Organized computer criminals yanked more than $200,000 out of the online bank accounts of a Missouri dental practice this month, in yet another attack that exposes the financial risks that small- to mid-sized organizations face when banking online.
Dentists working at the Smile Zone, a Springfield, Mo. based dental practice that caters specifically to the needs of children, weren’t exactly all smiles on March 22. That was the day unidentified crooks sent at least $205,000 of the practice’s money to nearly a dozen individuals around the country.
Eric Hudkins, the office manager and husband of one of the dentists at Smile Zone, said the money was taken in 11 different transfers, including three large wires. Once again, it seems the attack was carried out with the help of money mules, willing or unwitting individuals hired through work-at-home job schemes over the Internet and lured into helping the attackers launder the stolen money.
“I’ve got the names, account numbers, and phone numbers for most of them, and have even looked some of them up on Facebook,” Hudkins said of the co-conspirators. “The bank talked to two of the [mule] account holders and asked them why they opened the account, who it was for, that kind of thing. Both of them said they’d had their resumes out oncareerbuilder.com or monster.com and that someone they’d never met contacted them and offered to help them make some money.”
Hudkins said he contacted the FBI, and that the agent he spoke with told him the FBI wouldn’t open a case on the theft unless it was over $500,000 in losses. As it stands, he was told, his case would be lumped into a group of similar investigations that is being run out of an FBI task force in Omaha, Nebraska. It also appears there is little appetite for prosecuting the money mules, he said.
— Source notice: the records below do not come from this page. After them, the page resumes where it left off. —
PR #275, opened 2017-12-19
MigrationStatus progress notifications

Mecharyry:
### Problem
Created a foreground migration service in #273 but the notifications do not sure progress updates etc. 

### Solution
Create a `MigrationStatus` that encapsulates all of the information necessary to be able to create notifications with progress updates.

### DIFF
--- a/library/src/main/java/com/novoda/downloadmanager/InternalMigrationStatus.java
+++ b/library/src/main/java/com/novoda/downloadmanager/InternalMigrationStatus.java
@@ -1,0 +1,15 @@
+package com.novoda.downloadmanager;
+
+interface InternalMigrationStatus extends MigrationStatus {
+
+    void update(int currentBatch, int numberOfBatches);
+
+    void markAsExtracting();
+
+    void markAsMigrating();
+
+    void markAsDeleting();
+
+    void markAsComplete();
+
+}
--- a/library/src/main/java/com/novoda/downloadmanager/MigrationStatus.java
+++ b/library/src/main/java/com/novoda/downloadmanager/MigrationStatus.java
@@ -2,6 +2,21 @@ package com.novoda.downloadmanager;
 
 interface MigrationStatus {
 
-    String message();
+    enum Status {
+
+        EXTRACTING,
+        MIGRATING_FILES,
+        DELETING_V1_DATABASE,
+        COMPLETE;
+
+        public String toRawValue() {
+            return this.name();
+        }
+
+    }
+
+    int percentageMigrated();
+
+    Status status();
 
 }
--- a/library/src/main/java/com/novoda/downloadmanager/MigrationStatus.java
+++ b/library/src/main/java/com/novoda/downloadmanager/MigrationStatus.java
@@ -1,6 +1,6 @@
 package com.novoda.downloadmanager;
 
-interface MigrationStatus {
+public interface MigrationStatus {
 
     enum Status {
 
@@ -14,6 +14,10 @@ interface MigrationStatus {
         }
 
     }
+
+    int numberOfBatches();
+
+    int totalNumberOfBatches();
 
     int percentageMigrated();
 
--- a/library/src/main/java/com/novoda/downloadmanager/MigrationStatus.java
+++ b/library/src/main/java/com/novoda/downloadmanager/MigrationStatus.java
@@ -15,9 +15,9 @@ public interface MigrationStatus {
 
     }
 
-    int numberOfBatches();
+    int numberOfMigratedBatches();
 
-    int totalNumberOfBatches();
+    int totalNumberOfBatchesToMigrate();
 
     int percentageMigrated();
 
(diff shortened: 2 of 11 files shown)


library/src/main/java/com/novoda/downloadmanager/VersionOneToVersionTwoMigrator.java
```diff
@@ -65,12 +81,28 @@ public void migrate() {
...
+        notifyOfProgress(internalMigrationStatus);
+    }
+
+    private void notifyOfProgress(MigrationStatus migrationStatus) {
+        String channelName = channelCreator.getNotificationChannelName();
+        NotificationInformation notification = notificationCreator.createNotification(channelName, migrationStatus);
+
+        migrationService.updateMessage(migrationStatus);
+
+        if (migrationStatus.status() == MigrationStatus.Status.COMPLETE) {
```
Mecharyry: I've been torn as to whether just pass generic `Notification` back to the `activity` or to pass back `MigrationStatus` and let the `Service` decide which type of notification to use based on that. What do you think?

library/src/main/java/com/novoda/downloadmanager/VersionOneToVersionTwoMigrator.java
```diff
@@ -21,35 +21,51 @@
...
+        internalMigrationStatus.markAsExtracting();
+        notifyOfProgress(internalMigrationStatus);
+
         Log.d(TAG, "about to extract migrations, time is " + System.nanoTime());
         List<Migration> migrations = migrationExtractor.extractMigrations();
         Log.d(TAG, "migrations are all EXTRACTED, time is " + System.nanoTime());
 
-        migrationCallback.onUpdate("Migrating Files");
+        internalMigrationStatus.markAsMigrating();
+        notifyOfProgress(internalMigrationStatus);
```
Mecharyry: I'm not sure if `marking` and then `notifying` adds to much noise in this class but it is super explicit that we are mutating an object (to prevent unnecessary memory churn) and then forwarding that for the `Service`.

library/src/main/java/com/novoda/downloadmanager/InternalMigrationStatus.java
```diff
@@ -0,0 +1,15 @@
+package com.novoda.downloadmanager;
+
+interface InternalMigrationStatus extends MigrationStatus {
```
zegnus: Are you 100% you need an internal interface with one implementation?

library/src/main/java/com/novoda/downloadmanager/MigrationStatus.java
```diff
@@ -1,7 +1,26 @@
...
+        DELETING_V1_DATABASE,
+        COMPLETE;
+
+        public String toRawValue() {
+            return this.name();
+        }
+
+    }
+
+    int numberOfBatches();
```
zegnus: is this the number of migrated batches?

library/src/main/java/com/novoda/downloadmanager/MigrationStatus.java
```diff
@@ -1,7 +1,26 @@
...
+
+    int totalNumberOfBatches();
```
zegnus: is this the absolute number of batches that needs to be migrated?

library/src/main/java/com/novoda/downloadmanager/VersionOneToVersionTwoMigrator.java
zegnus: I might be torn to use the most obvious solution for the client (Activity)

library/src/main/java/com/novoda/downloadmanager/InternalMigrationStatus.java
Mecharyry: Yes, I can't imagine us requiring another.

library/src/main/java/com/novoda/downloadmanager/MigrationStatus.java
Mecharyry: Yes 😄

library/src/main/java/com/novoda/downloadmanager/VersionOneToVersionTwoMigrator.java
Mecharyry: I don't understand your comment @zegnus 😄

library/src/main/java/com/novoda/downloadmanager/MigrationStatus.java
Mecharyry: e2b956c1a199d8766e391b136a63c9b265ff03ba

library/src/main/java/com/novoda/downloadmanager/MigrationStatus.java
Mecharyry: e2b956c1a199d8766e391b136a63c9b265ff03ba

library/src/main/java/com/novoda/downloadmanager/VersionOneToVersionTwoMigrator.java
Mecharyry: I think I put `Activity` in the comment by accident earlier 😄 the `Service` is the one that creates and displays the notification. We have an optional callback for the activity to receive `NotificationStatus` and act on that.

“The FBI said prosecuting these [mules] for doing anything wrong is near impossible,” Hudkins said.
Meanwhile, Smile Zone’s bank — Springfield, Mo. -based Great Southern Bank — maintains it is not responsible for the loss, according to Hudkins, although he said the bank is still trying to reverse some of the transfers. I spoke briefly with a representative of Great Southern on Monday, but received the standard “we don’t discuss our customers activities” reply.
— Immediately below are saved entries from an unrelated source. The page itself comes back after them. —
PR #276, opened 2017-12-20
Migration service binder

Mecharyry:
### Problem
The `DownloadMigrationService` is capable of restarting a migration even if terminated abruptly when it is rebound. This means we can remove the code associated with `onStartCommand` etc, this `Service` does not need to restart itself when low on resources, we can continue once again when a client rebinds.

### Solution
Remove `onStartCommand` and `onTaskRemoved`. Have the `binder` return a reference to the `DownloadMigrationService` interface which we can use to set the dependencies, this will bring it in line with the other `Service` in the library.


library/src/main/java/com/novoda/downloadmanager/DownloadMigrationService.java
```diff
@@ -0,0 +1,12 @@
+package com.novoda.downloadmanager;
+
+interface DownloadMigrationService {
```
Mecharyry: Interface that we expose rather than the `android` version of `Service`.

library/src/main/java/com/novoda/downloadmanager/LiteDownloadMigrationService.java
```diff
@@ -81,65 +35,91 @@ public void onCreate() {
...
+        this.notificationCreator = notificationCreator;
     }
 
-    class MigrationDownloadServiceBinder extends Binder {
-
-        MigrationDownloadServiceBinder withCallback(Migrator.Callback migrationCallback) {
-            LiteDownloadMigrationService.this.migrationCallback = migrationCallback;
-            return this;
+    @Override
+    public void startMigration() {
```
Mecharyry: Mainly reordering below this point.

library/src/main/java/com/novoda/downloadmanager/LiteDownloadMigrationService.java
```diff
@@ -81,65 +35,91 @@ public void onCreate() {
...
+    }
+
+    @TargetApi(Build.VERSION_CODES.O)
+    private boolean notificationChannelDoesNotExist(String channelName) {
+        return notificationManager.getNotificationChannel(channelName) == null;
+    }
+
+    private final Migrator.Callback migrationStatusCallback = new Migrator.Callback() {
+        @Override
+        public void onUpdate(MigrationStatus migrationStatus) {
```
Mecharyry: We don't pass the `Service` to the `Migrator` anymore. Instead we pass a callback. When updates occur in the `Migrator` we callback here with just the `MigrationStatus` and the `Service` decides how and what to display.

library/src/main/java/com/novoda/downloadmanager/MigrationFactory.java
```diff
@@ -2,39 +2,18 @@
 
 import android.content.Context;
 import android.database.sqlite.SQLiteDatabase;
-import android.os.Handler;
-import android.os.Looper;
 
 import java.io.File;
 
-public final class MigrationFactory {
+final class MigrationFactory {
```
Mecharyry: This shouldn't need to be exposed to clients of the library...UNLESS we are planning on providing different `Migrators` which is unlikely.

library/src/main/java/com/novoda/downloadmanager/MigrationServiceBinder.java
```diff
@@ -8,31 +8,42 @@
...
 
-    private final Context context;
-    private final Migrator.Callback migrationCallback;
+    private final Context applicationContext;
+    private final Callback migrationCallback;
+    private final NotificationChannelCreator notificationChannelCreator;
+    private final NotificationCreator<MigrationStatus> notificationCreator;
 
-    private MigrationServiceConnection serviceConnection;
+    public interface Callback {
```
Mecharyry: ❓ QUESTION ❓ 

Had to expose a `Callback` that the clients use to receive update events from the `Migrator`. Could do this another way by exposing the `Migrator` to the client. Or we could expose just the listener. I was unsure, what do you think?

library/src/main/java/com/novoda/downloadmanager/MigrationServiceBinder.java
```diff
@@ -8,31 +8,42 @@
 
 public class MigrationServiceBinder {
 
-    private final Context context;
-    private final Migrator.Callback migrationCallback;
+    private final Context applicationContext;
```
Mecharyry: ❓ QUESTION ❓ 

Anyone know if there is an annotation to enforce `ApplicationContext`?

library/src/main/java/com/novoda/downloadmanager/MigrationServiceBinderBuilder.java
```diff
@@ -0,0 +1,70 @@
+package com.novoda.downloadmanager;
+
+import android.content.Context;
+import android.os.Handler;
+
+public class MigrationServiceBinderBuilder {
```
Mecharyry: Provides defaults for the `Binder` and wraps the callback on a main thread handler, or any handler that the client specifies.

library/src/main/java/com/novoda/downloadmanager/Migrator.java
```diff
@@ -2,7 +2,7 @@
 
 import android.support.annotation.WorkerThread;
 
-public interface Migrator {
+interface Migrator {
```
Mecharyry: I'm under the impression that this should be an internal concept, clients should interact through the binder only.

library/src/main/java/com/novoda/downloadmanager/VersionOneToVersionTwoMigrator.java
```diff
@@ -81,28 +75,14 @@ public void migrate() {
...
+        migratorUpdateCallback.onUpdate(migrationStatus);
         Log.d(TAG, "all traces of v1 are ERASED, time is " + System.nanoTime());
         database.close();
 
         database.deleteDatabase();
-        internalMigrationStatus.markAsComplete();
-        notifyOfProgress(internalMigrationStatus);
-    }
-
-    private void notifyOfProgress(MigrationStatus migrationStatus) {
```
Mecharyry: I thought this just added noise to this class and the `Service` or some other object can be responsible for deciding how to display a notification based on a status.

library/src/main/java/com/novoda/downloadmanager/LiteDownloadMigrationService.java
```diff
@@ -81,65 +35,91 @@ public void onCreate() {
...
-        MigrationDownloadServiceBinder withCallback(Migrator.Callback migrationCallback) {
-            LiteDownloadMigrationService.this.migrationCallback = migrationCallback;
-            return this;
+    @Override
+    public void startMigration() {
+        Optional<NotificationChannel> notificationChannel = notificationChannelCreator.createNotificationChannel();
+        String channelName = notificationChannelCreator.getNotificationChannelName();
+        if (Build.VERSION.SDK_INT >= Build.VERSION_CODES.O && notificationChannel.isPresent() && notificationChannelDoesNotExist(channelName)) {
+            notificationManager.createNotificationChannel(notificationChannel.get());
         }
```
pablisco: For clarity I think we can move the version and channel existence to a separate method. Feels like these 3 lines are doing too much.
```
if(notificationChannel.isPresent()) {
  createNotificationChannel(notificationChannel.get())
}
```
It could even be part of a "compat" utils module/library

library/src/main/java/com/novoda/downloadmanager/LiteDownloadMigrationService.java
```diff
@@ -81,65 +35,91 @@ public void onCreate() {
...
 
-        void bind() {
-            if (migrationStatus != null && migrationCallback != null) {
-                LiteDownloadMigrationService.this.migrationCallback.onUpdate(migrationStatus);
+        executor.execute(new Runnable() {
```
pablisco: If we use an `IntentService` there is no need to use an `Executor` right? I'm not 100% sure

library/src/main/java/com/novoda/downloadmanager/LiteDownloadMigrationService.java
```diff
@@ -81,65 +35,91 @@ public void onCreate() {
...
+        notificationChannelCreator = new MigrationNotificationChannelCreator(getResources());
         notificationCreator = new MigrationNotification(getApplicationContext(), android.R.drawable.ic_dialog_alert);
+        notificationManager = (NotificationManager) getSystemService(Context.NOTIFICATION_SERVICE);
 
         super.onCreate();
     }
 
+    class MigrationDownloadServiceBinder extends Binder {
+        DownloadMigrationService getService() {
+            return LiteDownloadMigrationService.this;
```
zegnus: 💯

library/src/main/java/com/novoda/downloadmanager/MigrationServiceBinder.java
```diff
@@ -41,9 +52,11 @@ public void unbind() {
 
         @Override
         public void onServiceConnected(ComponentName componentName, IBinder iBinder) {
-            ((LiteDownloadMigrationService.MigrationDownloadServiceBinder) iBinder)
-                    .withCallback(migrationCallback)
-                    .bind();
+            DownloadMigrationService migrationService = ((LiteDownloadMigrationService.MigrationDownloadServiceBinder) iBinder).getService();
```
zegnus: 💯 yeah, now is super clean

library/src/main/java/com/novoda/downloadmanager/MigrationServiceBinderBuilder.java
```diff
@@ -0,0 +1,70 @@
...
+
+    private final Context applicationContext;
+    private final Handler callbackHandler;
+    private MigrationServiceBinder.Callback migrationCallback;
+    private NotificationChannelCreator notificationChannelCreator;
+    private NotificationCreator<MigrationStatus> notificationCreator;
+
+    public static MigrationServiceBinderBuilder newInstance(Context context, Handler callbackHandler) {
+        Context applicationContext = context.getApplicationContext();
+        MigrationServiceBinder.Callback callback = new MigrationServiceBinder.Callback() {
```
zegnus: Do you need a static `NO_OP`?

library/src/main/java/com/novoda/downloadmanager/MigrationServiceBinder.java
pablisco: The only defensive strategy is to eagerly get the application context from the provided context. If the provided context is already an application context it just returns itself

library/src/main/java/com/novoda/downloadmanager/MigrationServiceBinder.java
pablisco: Maybe if it's a top level class called `MigrationCallback` or spoilers ahead for my review... using `Promises`

library/src/main/java/com/novoda/downloadmanager/MigrationServiceBinderBuilder.java
```diff
@@ -0,0 +1,70 @@
...
+                    @Override
+                    public void run() {
+                        migrationCallback.onUpdate(migrationStatus);
+                    }
+                });
+            }
+        };
+
+        return new MigrationServiceBinder(applicationContext, handlerReportingMigrationCallback, notificationChannelCreator, notificationCreator);
+    }
```
pablisco: With the suggestions I made earlier there may not be a need for this builder ❓

demo-simple/src/main/java/com/novoda/downloadmanager/demo/MainActivity.java
```diff
@@ -17,10 +18,9 @@
 import com.novoda.downloadmanager.LiteDownloadManagerCommands;
 import com.novoda.downloadmanager.LocalFilesDirectory;
 import com.novoda.downloadmanager.LocalFilesDirectoryFactory;
-import com.novoda.downloadmanager.MigrationFactory;
 import com.novoda.downloadmanager.MigrationServiceBinder;
```
zegnus: Can this be an interface instead? Also, what if we just rename these classes dropping the `binder` suffix?

demo-simple/src/main/java/com/novoda/downloadmanager/demo/MainActivity.java
```diff
@@ -46,7 +46,9 @@ protected void onCreate(Bundle savedInstanceState) {
 
         Log.setShowLogs(true);
 
-        migrationServiceBinder = MigrationFactory.migrationServiceBinder(this, migrationCallback);
+        migrationServiceBinder = MigrationServiceBinderBuilder.newInstance(getApplicationContext(), new Handler(getMainLooper()))
```
zegnus: Just `MigrationServiceBuilder`?

library/src/main/java/com/novoda/downloadmanager/MigrationServiceBinder.java
zegnus: No as far as I know, as is a `Context` also

zegnus:
By the way, in `DownloadManagerBuilder.build()` can you please just return `LiteDownloadManagerCommands` ? :)

demo-simple/src/main/java/com/novoda/downloadmanager/demo/MainActivity.java
joetimmins: Suggested the same rename yesterday 😅

joetimmins: Not even any real need for `Service` to be in there either. How about `DownloadMigrator`?

library/src/main/java/com/novoda/downloadmanager/DownloadMigrationService.java
```diff
@@ -0,0 +1,12 @@
...
+
+    void setMigrationCallback(MigrationServiceBinder.Callback migrationCallback);
```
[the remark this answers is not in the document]
joetimmins: We're not using Java 8 syntax in this lib, can we still do a `Promise`?

library/src/main/java/com/novoda/downloadmanager/MigrationFactory.java
joetimmins: Does that mean we can remove the `Migrator` interface? No real need for it if there's only ever going to be one implementation of it

pablisco:
@joetimmins We pair on it, I think it simplifies it a bit :) `Promise` is just another name for an observable future.

library/src/main/java/com/novoda/downloadmanager/DownloadMigrationService.java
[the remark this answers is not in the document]
Mecharyry: We can still apply the basic pattern behind promises using interfaces

demo-simple/src/main/java/com/novoda/downloadmanager/demo/MainActivity.java
```diff
@@ -46,7 +47,7 @@ protected void onCreate(Bundle savedInstanceState) {
 
         Log.setShowLogs(true);
 
-        migrationServiceBinder = MigrationFactory.migrationServiceBinder(this, migrationCallback);
+        downloadMigrationService = new MigrationService(this);
```
Mecharyry: No longer passing `Notification` specific classes as constructor params, these are now given through the `startMigration` method.

demo-simple/src/main/java/com/novoda/downloadmanager/demo/MainActivity.java
```diff
@@ -72,15 +73,8 @@ public void onClick(View view) {
...
-                migrationServiceBinder.bind();
-            }
-        });
-
-        View buttonAbortMigration = findViewById(R.id.button_abort_migration);
-        buttonAbortMigration.setOnClickListener(new View.OnClickListener() {
-            @Override
-            public void onClick(View view) {
-                migrationServiceBinder.unbind();
+                downloadMigrationService.startMigration()
```
Mecharyry: We have an override to which a client can pass `Notification` customisations to `startMigration`.

demo-simple/src/main/java/com/novoda/downloadmanager/demo/MainActivity.java
```diff
@@ -72,15 +73,8 @@ public void onClick(View view) {
...
+                        .observe(migrationCallback);
```
Mecharyry: The clients specifically `observe` the changes on the `MigrationService` now.

demo-simple/src/main/java/com/novoda/downloadmanager/demo/MainActivity.java
```diff
@@ -137,17 +131,23 @@ public void onReceived(List<DownloadBatchStatus> downloadBatchStatuses) {
...
             databaseCloningUpdates.setText(updateMessage);
         }
     };
 
-    Migrator.Callback migrationCallback = new Migrator.Callback() {
+    private final DownloadMigrationService.MigrationCallback migrationCallback = new DownloadMigrationService.MigrationCallback() {
         @Override
-        public void onUpdate(MigrationStatus migrationStatus) {
-            databaseMigrationUpdates.setText(migrationStatus.status().toRawValue());
+        public void onUpdate(final MigrationStatus migrationStatus) {
```
Mecharyry: `onUpdate` is marked with `@WorkerThread` to highlight to clients that they need to handle the thread swap should they want to display anything when an update is received.

demo-simple/src/main/java/com/novoda/downloadmanager/demo/MainActivity.java
pablisco: NIT: overload 🙃

demo-simple/src/main/res/layout/activity_main.xml
```diff
@@ -49,12 +49,6 @@
       android:layout_height="wrap_content"
       android:text="Migrate" />
 
-    <Button
```
Mecharyry: Removing this from the UI we are implicitly unbinding now. If wanting to test this can be done via `adb` or through the device directly by terminating a service.

demo-simple/src/main/java/com/novoda/downloadmanager/demo/MainActivity.java
Mecharyry: I have no idea what you are talking about :trollface:

joetimmins: I *really* have no idea what you guys are talking about.

demo-simple/src/main/java/com/novoda/downloadmanager/demo/MainActivity.java
zegnus: ❌ the updates should be received in the thread where the tool is being used, same as in the downloadmanager service callbacks

demo-simple/src/main/java/com/novoda/downloadmanager/demo/MainActivity.java
```diff
@@ -137,17 +131,23 @@ public void onReceived(List<DownloadBatchStatus> downloadBatchStatuses) {
         bindViews();
     }
 
-    VersionOneDatabaseCloner.CloneCallback cloneCallback = new VersionOneDatabaseCloner.CloneCallback() {
+    private final VersionOneDatabaseCloner.CloneCallback cloneCallback = new VersionOneDatabaseCloner.CloneCallback() {
```
zegnus: What's this callback for? Isn't the migrator callback enough?

library/src/main/java/com/novoda/downloadmanager/DownloadMigrationService.java
```diff
@@ -0,0 +1,27 @@
+package com.novoda.downloadmanager;
+
+import android.support.annotation.NonNull;
+import android.support.annotation.WorkerThread;
+
+public interface DownloadMigrationService {
+
+    MigrationFuture startMigration(NotificationChannelCreator notificationChannelCreator, NotificationCreator<MigrationStatus> notificationCreator);
```
zegnus: The builder allowed to optionally inject custom implementations, now you are forcing the user to pass both when he might actually just want to use a custom notificationChannelCreator, not both. I'm not sure this change is for better.

library/src/main/java/com/novoda/downloadmanager/DownloadMigrationService.java
```diff
@@ -0,0 +1,27 @@
...
+
+    interface MigrationFuture {
```
zegnus: You can remove this interface if you just pass the callback in the `migrate` method as it was before. Also, the `.observe()` is mandatory now because the execution now is delayed. What's the advantage from the previous implementation?

demo-simple/src/main/java/com/novoda/downloadmanager/demo/MainActivity.java
joetimmins: This is for some different functionality - the demo app has the ability to create a v1 database for testing purposes, this relates to that

demo-simple/src/main/java/com/novoda/downloadmanager/demo/MainActivity.java
joetimmins: I agree with @zegnus - the clients of the library shouldn't need to care about managing threads like this.

library/src/main/java/com/novoda/downloadmanager/ManagedDownloadMigrationService.java
```diff
@@ -0,0 +1,5 @@
+package com.novoda.downloadmanager;
+
+public interface ManagedDownloadMigrationService extends DownloadMigrationService {
```
joetimmins: I don't think this should be a separate interface - we need to keep the public API as small as possible.

library/src/main/java/com/novoda/downloadmanager/MigrationJob.java
```diff
@@ -1,76 +1,69 @@
...
 
 import java.io.File;
 import java.io.FileInputStream;
 import java.io.IOException;
 import java.util.List;
 
-import static com.novoda.downloadmanager.DownloadBatchStatus.Status;
-
-class VersionOneToVersionTwoMigrator implements Migrator {
+class MigrationJob extends MigrationFutureWithCallbacks implements Runnable, DownloadMigrationService.MigrationFuture {
```
joetimmins: I would avoid using inheritance wherever possible. You can use composition to achieve the same result here quite easily - I think if you have a `MigrationFutureWithCallbacks` as a field on this class you can call `onUpdate()` on it instead of using the inherited implementation.

pablisco: It's a mixin. I agree that composition is better. We could easily have it as a delegate instead.

library/src/main/java/com/novoda/downloadmanager/ManagedDownloadMigrationService.java
pablisco: I thought this was remuved @Mecharyry

library/src/main/java/com/novoda/downloadmanager/DownloadMigrationService.java
Mecharyry: This is only used by the library. The clients interact with the `DownloadMigrator` (not an interface).

library/src/main/java/com/novoda/downloadmanager/DownloadMigrator.java
```diff
@@ -0,0 +1,60 @@
+package com.novoda.downloadmanager;
+
+import android.content.ComponentName;
+import android.content.Context;
+import android.content.Intent;
+import android.content.ServiceConnection;
+import android.os.Handler;
+import android.os.IBinder;
+
+public class DownloadMigrator {
```
Mecharyry: The clients only interact with this class and the associated `builder` now.

library/src/main/java/com/novoda/downloadmanager/DownloadMigrator.java
```diff
@@ -0,0 +1,60 @@
...
+
+    public void startMigration(final MigrationCallback migrationCallback) {
+        ServiceConnection serviceConnection = new ServiceConnection() {
+            @Override
+            public void onServiceConnected(ComponentName name, IBinder binder) {
+                DownloadMigrationService migrationService = ((LiteDownloadMigrationService.MigrationDownloadServiceBinder) binder).getService();
+                migrationService.setNotificationChannelCreator(notificationChannelCreator);
+                migrationService.setNotificationCreator(notificationCreator);
+
+                MigrationCallback mainThreadReportingMigrationCallback = new MigrationCallback() {
```
Mecharyry: We make sure that the callbacks occur on the `main thread` again, rather than leaving it to the client.

library/src/main/java/com/novoda/downloadmanager/DownloadMigratorBuilder.java
```diff
@@ -0,0 +1,45 @@
+package com.novoda.downloadmanager;
+
+import android.content.Context;
+import android.os.Handler;
+import android.os.Looper;
+
+public class DownloadMigratorBuilder {
```
Mecharyry: This is one of the two classes that the client now interacts with. `DownloadMigrator` being the other.

library/src/main/java/com/novoda/downloadmanager/LiteDownloadMigrationService.java
```diff
@@ -1,97 +1,78 @@
...
-    public void onCreate() {
-        Log.d(TAG, "onCreate");
-        if (executor == null) {
-            executor = Executors.newSingleThreadExecutor();
-        }
+    public void startMigration(MigrationCallback migrationCallback) {
+        createNotificationChannel();
+        MigrationJob migrationJob = new MigrationJob(getApplicationContext(), getDatabasePath("downloads.db"));
+        migrationJob.addCallback(migrationCallback);
+        migrationJob.addCallback(notificationMigrationCallback);
```
Mecharyry: `MigrationJob` takes several `callbacks` so that we can easily distinguish what comes from the client and what we do internally. I felt this was better than wrapping them unnecessarily.

library/src/main/java/com/novoda/downloadmanager/MigrationJob.java
```diff
@@ -1,76 +1,75 @@
...
+        this.databasePath = databasePath;
+    }
+
+    void addCallback(MigrationCallback callback) {
+        migrationCallbacks.add(callback);
     }
 
-    @Override
-    public void migrate() {
+    public void run() {
```
Mecharyry: Each job is now self contained and creates all of it's dependencies when running. We now return a `DB_NOT_PRESENT` if the file doesn't exist rather than just terminating 😬

demo-simple/src/main/java/com/novoda/downloadmanager/demo/MainActivity.java
```diff
@@ -137,17 +131,23 @@ public void onReceived(List<DownloadBatchStatus> downloadBatchStatuses) {
...
         }
     };
 
-    Migrator.Callback migrationCallback = new Migrator.Callback() {
+    private final MigrationCallback migrationCallback = new MigrationCallback() {
         @Override
-        public void onUpdate(MigrationStatus migrationStatus) {
-            databaseMigrationUpdates.setText(migrationStatus.status().toRawValue());
+        public void onUpdate(final MigrationStatus migrationStatus) {
+            Handler handler = new Handler(getMainLooper());
```
joetimmins: Do we still need this? We wrap the callback in a main thread handler in `DownloadMigrator`

Mecharyry: Oh snap 😂

Mecharyry: You saw nothing 😂 b354991

library/src/main/java/com/novoda/downloadmanager/DownloadMigrationService.java
joetimmins: Is there any need for it if it's not gonna be public? We already know that `LiteDownloadMigrationService` implements this. Every time it's used we downcast a `binder.getService()` result to LiteDownloadMigrationService` and then upcast that to `DownloadManagerService`. Feels a bit pointless. What do you think @zegnus?

demo-simple/src/main/java/com/novoda/downloadmanager/demo/MainActivity.java
```diff
@@ -137,16 +130,16 @@ public void onReceived(List<DownloadBatchStatus> downloadBatchStatuses) {
...
         public void onUpdate(String updateMessage) {
             databaseCloningUpdates.setText(updateMessage);
         }
     };
 
-    Migrator.Callback migrationCallback = new Migrator.Callback() {
+    private final MigrationCallback migrationCallback = new MigrationCallback() {
         @Override
-        public void onUpdate(MigrationStatus migrationStatus) {
+        public void onUpdate(final MigrationStatus migrationStatus) {
```
zegnus: No need for `final`

library/src/main/java/com/novoda/downloadmanager/DownloadMigrator.java
zegnus: Shall we expose then a public interface? ;)

Mecharyry:
@zegnus I wouldn't introduce another interface, I wouldn't expect us to introduce another implementation and would be worried about introducing too many.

Businesses do not enjoy the same protections afforded to consumers hit by online fraud. With credit cards, consumer liability is generally capped at $50. Consumers who report suspicious or unauthorized transactions on their ATM or debit card, or against their online banking account within two days of receiving their bank statement that reflects the fraud also are limited to $50 in losses. But waiting longer than that can costs consumers up to $500 (the liability is unlimited if a consumer waits more than 60 days to report the fraud).
Businesses have no such protection from fraudulent transfers. Generally speaking, banks will work with commercial customers to try and reverse any fraudulent transfers, but the chances of that succeeding diminish rapidly after the first 24 hours following unauthorized activity. What’s more, banks are under no obligation to reimburse commercial customers victimized by this type of online banking fraud.
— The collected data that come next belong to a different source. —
PR #278, opened 2017-12-22
Incomplete downloads

Mecharyry:
### Problem
The new version of the `download-manager` is capable of migrating **complete** downloads from v1 to v2. We also need to be able to migrate **incomplete** downloads, those that do not have a local file path or have a local file path but where the current bytes do not match the total bytes for a batch.

### Solution
Create a `PartialDownloadMigrationExtractor` that is responsible for extracting a `List<Migration>` that represents just the partial downloads. For partials we check whether the whole batch is downloaded. If the whole batch is not downloaded then we mark it with **queueing** which will automatically trigger a re-download of the files. For the partial downloads that had a local file we delete rather than carrying on from the current byte range.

Hudkins said Great Southern required only that customers provide the proper user name and password to access their accounts online and to move money. The bank does require customers to correctly answer one or challenge questions if it detects a customer is logging in from an unfamiliar Internet address. Still, Hudkins said his bank told him the transfers were made using the company’s regular Internet connection.
Smile Zone is still investigating how the thieves compromised the account. But in case after case I’ve reported on involving this type of fraud, the attackers hacked the victim’s computer networks using a Trojan horse program known as Zeus or Zbot, which allows the criminals to tunnel back through the victim’s PC in order to log into the target account without raising red flags or additional security mechanisms.
Hudkins said that a few days after the unauthorized transfers, Great Southern sent him a security token to complement the bank’s existing customer-facing online security mechanisms (user name + password + occasional security question).
“They just sent me a security token in the mail last Friday, and suggested I use that,” Hudkins said.
Unfortunately, the thieves that hit the Smile Zone have had little trouble defeating security tokens as well, as I have documented in several recent victim cases.
Due to the liability exposure that businesses face when banking online, I’ve long urged business owners to build and use a dedicated system strictly for online banking and nothing else — no Web browsing, checking e-mail, nothing. An alternative — and far more secure — approach is to use a Live CD (or a Mac) when banking online.